# Formula 1 Noni



## Red Cedar Farm (Dec 19, 2012)

Hey guys....just wondering if any of you have ever used Formula 1 Noni supplement, or have any experience with it? I'm considering putting Elvis on this, but would like more input before I do.
THANKS!


----------



## Speed Racer (Oct 21, 2009)

Never heard of it.


----------



## Red Cedar Farm (Dec 19, 2012)

I saw something on RFD TV about it, and went to their website f1equine.com to check it out. It sounds like an amazing product, but if there is anyone out there who has ever used it or knows of someone who has, I would really like to hear what your review of this supplement is.


----------



## walkinthewalk (Jul 23, 2008)

This is the day for folks to talk about things I have never heard of and I have to Go Googling:shock:

Morinda citrifolia: The Noni ~ Medicinal Uses

Interesting stuff, this Morinda Citrifolia -- almost too good to be true interesting stuff.

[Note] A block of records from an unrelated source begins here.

PR #1150, opened 2025-12-06
Fix sync manage waiter ordering

### LINKED ISSUE #1149: Sync-mode manage: fix waiter registration ordering and await-only waiter (no buffering)
# Fix: Sync-mode manage stuck due to early child response and Promise coordination

## Summary
Intermittent hangs in sync-mode manage occur when the subagent finishes and posts a response, but the manage tool never receives it. Root causes in sync mode:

The link discusses it for human use and at the very bottom issues a warning in big red letters:



> *WARNING: YOU SHOULD NOT USE NONI FOR MEDICINAL PURPOSES WITHOUT CONSULTING YOUR DOCTOR FIRST!!!
> Noni can interfere with some medication you might be taking, such as coumadin or warfarin. People with potassium-restricted diets should avoid eating Noni due to liver, kidney and heart problems.*




That would make me wonder if the same thing applies to horses that are on potassium restricted diets due to HYPP and I think EPSM?


----------



## Red Cedar Farm (Dec 19, 2012)

Oooo....good to know! Even if the horse doesn't have hypp, if there is an underlying issue with the kidneys or liver, this could definitely be a bad thing. Thank you for the heads up!


----------



## SundayFeathers (Jan 28, 2014)

I have been using Formula 1 Noni for 3 yrs, and prior to that a different brand for apron 10 yrs…. If i had to choose only one supplement for my horses I would choose F1 Noni!!! I have all my horses on it, from my old men (34 yrs old) my current barrel horse to my new FG Filly. What would you like to know about it?


----------



## BarrelracingArabian (Mar 31, 2010)

My trainer uses it on her barrel horses. Her palomino mare has done amazing on it


----------



## VHDhorses (Mar 9, 2014)

F1 Noni is an amazing supplement! We started selling it about 3 months ago after seeing amazing results with our horses! We train performance horses and have found in our program with the right joint supplement and F1Noni we no longer have to do injections and the nice part is it treats the whole horse. If you have and any questions you can send me a PM I'm more than happy to help in any way I can. 
_Posted via Mobile Device_


----------



## txshorserider (Jan 17, 2013)

In highschool I worked at a ranch and we had an anyhydrosis mare....OTTB that couldnt sweet. We put her on the noni juice and had better resullts on that than the normal meds recc. for it.


----------



## azdomingo (Sep 2, 2014)

SundayFeathers said:


> I have been using Formula 1 Noni for 3 yrs, and prior to that a different brand for apron 10 yrs…. If i had to choose only one supplement for my horses I would choose F1 Noni!!! I have all my horses on it, from my old men (34 yrs old) my current barrel horse to my new FG Filly. What would you like to know about it?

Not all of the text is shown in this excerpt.